Yes. The Civil Code (Art. 848) provides that disinheritance shall only take place for one of the causes
expressly fixed by law. Article 849 of the Civil Code provides that the disinheritance can only be effected
by the testament, in which shall be mentioned the legal grounds or causes for such disinheritance. The
right of the courts to inquire into the causes and whether there was sufficient cause for the disinheritance
or not, seems to be supported by express provisions of the Civil Code. Disinheritance made without
statement of the reason, or for a cause the truth of which, if contradicted, should not be proven shall annul
the designation of heirship, in so far as it prejudices the person disinherited.

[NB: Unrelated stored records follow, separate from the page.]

PR #9144, opened 2024-02-25
Add DualShock 3 HIDAPI support on Windows

ricky65:
This adds HIDAPI support for DualShock 3 controllers on Windows, addressing the current absence of this feature in SDL. To utilize this functionality, the official Sony driver 'sixaxis.sys' must be installed. HID offers several advantages over DirectInput, including rumble support and the ability to control the LED lights that display the controller number. 

I have introduced new functions for rumble and LED control as the output report structure for Windows is slightly different and incompatible (Set Motors and Set LEDs are two different commands and they can’t both be changed in a single output report).

I have left HIDAPI disabled on Windows by default (My understanding is that the Sony sixaxis.sys driver doesn’t support Bluetooth). 

Let me know if there are any changes I need to make.


slouken:
Sony is no longer making the sixasis.sys driver available, which means that people have to download it from potentially suspect third party sites, so I want to differentiate between code that uses the sixaxis driver and the code that uses an alternative driver like https://github.com/ViGEm/DsHidMini. Can you change this PR to gate this code behind a hint instead of a platform define so people can pick which path they want at runtime?

ricky65:
Thanks for the response.

If I understand correctly you would prefer that the code is gated behind a new hint such as "SDL_HINT_JOYSTICK_HIDAPI_PS3_USE_SONY_SIXAXIS_DRIVER" in SDL_hints.h and remove the platform define?

slouken:
Yes, that's correct. The hint could be abbreviate to something like `SDL_HINT_JOYSTICK_HIDAPI_PS3_SIXAXIS_DRIVER`

ricky65:
Great, I'll add a new hint `SDL_HINT_JOYSTICK_HIDAPI_PS3_SIXAXIS_DRIVER` and work on migrating the code to use that.

slouken:
Thank you!

slouken:
When you're ready, can you squash for review?

Thanks!

ricky65:
I could only merge the last two commits due to an error because of merge commits among the squashed commits.

Tested with my two DualShock 3 controllers on my Windows 10 machine and all seems good.

Let me know if there are any other changes I need to make.

Thanks.

slouken:
This looks good, thanks!

nefarius:
[DsHidMini](https://github.com/nefarius/DsHidMini) has a [Sony `sixaxis.sys` compatible mode](https://docs.nefarius.at/projects/DsHidMini/HID-Device-Modes-Explained/#sxs) that should work as a drop-in replacement here as well 😉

In the case, It appears from the record that when Rosario Mediavillo was about 14 years of age, she had
received some attentions from a young man – that she had received a letter from him – and that her
grandfather, Florencio, took occasion to talk to her about the relations between her and the said young
man. It was upon that occasion when the disobedience and disrespect were shown to her grandfather, and
that was the cause for her disinheritance by her grandfather. The record shows that after said event, she
lost the use of her mental powers and that she has never regained them, except for very brief periods, up
to the present time.

The lower court is correct in taking into consideration her tender years, that she was probably not
responsible for the disrespect and disobedience shown to her grandfather in the year 1894 or 1895.